Large Language Models (LLMs) are increasingly used for synthetic tabular data generation through in-context learning (ICL), offering a practical solution for data augmentation in data scarce scenarios. While prior work has shown the potential of LLMs to improve downstream task performance through augmenting underrepresented groups, these benefits often assume access to a subset of unbiased in-context examples, representative of the real dataset. In real-world settings, however, data is frequently noisy and demographically skewed. In this paper, we systematically study how statistical biases within in-context examples propagate to the distribution of synthetic tabular data, showing that even mild in-context biases lead to global statistical distortions. We further introduce an adversarial scenario where a malicious contributor can inject bias into the synthetic dataset via a subset of in-context examples, ultimately compromising the fairness of downstream classifiers for a targeted and protected subgroup. Finally, we evaluate mitigation strategies based on preprocessing in-context examples, demonstrating that while such interventions can attenuate disparity, the inherent sensitivity of LLMs to adversarial prompts remains a persistent challenge. Our findings highlight a critical new vulnerability in LLM-based data generation pipelines within sensitive domains.

💡 Research Summary

This paper investigates a previously under‑explored vulnerability of large language model (LLM)‑based synthetic tabular data generation: the propagation of statistical bias from the in‑context learning (ICL) examples into the generated dataset and downstream classifiers. While prior work has shown that LLMs can augment scarce data and improve performance for under‑represented groups, those studies assume that the few demonstration examples supplied in the prompt are unbiased and i.i.d. with respect to the true data distribution. In practice, data sources are often noisy, demographically skewed, or dynamically retrieved, violating this assumption.

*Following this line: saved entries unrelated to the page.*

PR #1485, opened 2026-08-13
fix: ignore .python-version file when detected

moe-ad:
@RobPasMue reported an issue regarding how actions interact with uv-based projects that have a .python-version file defined.

The problem is that the presence of `.python-version` file can result in uv trying to create a new virtual environment when executing a `uv sync ...` command, which results in failure since all other relevant actions tooling will not be present in this new virtual environment. This happens when the Python version specified in the file is different from the version provisioned by the action itself. See this [workflow run](https://github.com/ansys-internal/ansys-filetransfer-service/actions/runs/31669357193?pr=57) as one example, specifically what happened [in this step](https://github.com/ansys-internal/ansys-filetransfer-service/actions/runs/31669357193/job/94362161959?pr=57#step:2:447).

The simplest and straight forward implementation is to simply ignore the .python-version file as I have done in this PR. Note that I already explored alternatives like:
   - Passing the `--no-config` flag to the `uv sync` command, but that has the extra effect of ignoring other files like the `pyproject.toml` too, so not suitable.
   - Pointing the `UV_PYTHON` environment variable to the path of the Python executable an action provisions. My expectation is that this will take precedence over whatever is in `.python-version` but that doesn't seem to be the case.


moe-ad:
Fix tested in the same workflow linked in the PR description: [passing workflow](https://github.com/ansys-internal/ansys-filetransfer-service/actions/runs/31697670627?pr=57).

RobPasMue (approved):
From my perspective it's a valid approach.. but I wish the other options you explored had worked! 😄

PR #1497, opened 2026-08-19
feat: allow to skip latex install

vgelbgras:
This pull request introduces a new input option to the documentation build GitHub Actions, allowing users to skip the installation of LaTeX during the build process.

The authors conduct a systematic empirical study using four open‑source LLMs ranging from 8 B to 70 B parameters, prompting them with varying numbers of in‑context examples (k = 20–100) drawn from real‑world fairness‑focused datasets (Adult, COMPAS, Diabetes, Thyroid). They introduce controlled bias into a fraction π of the prompt examples, ranging from marginal (single protected attribute) to conditional (protected attribute correlated with the label) and intersectional (joint sub‑group) distortions. For each setting they generate 5 000 synthetic rows and evaluate three dimensions: downstream utility (macro F1), distributional fidelity (total variation distance for categorical features, Jensen–Shannon divergence for numeric features), and group fairness (statistical parity difference, equalized odds, equal opportunity).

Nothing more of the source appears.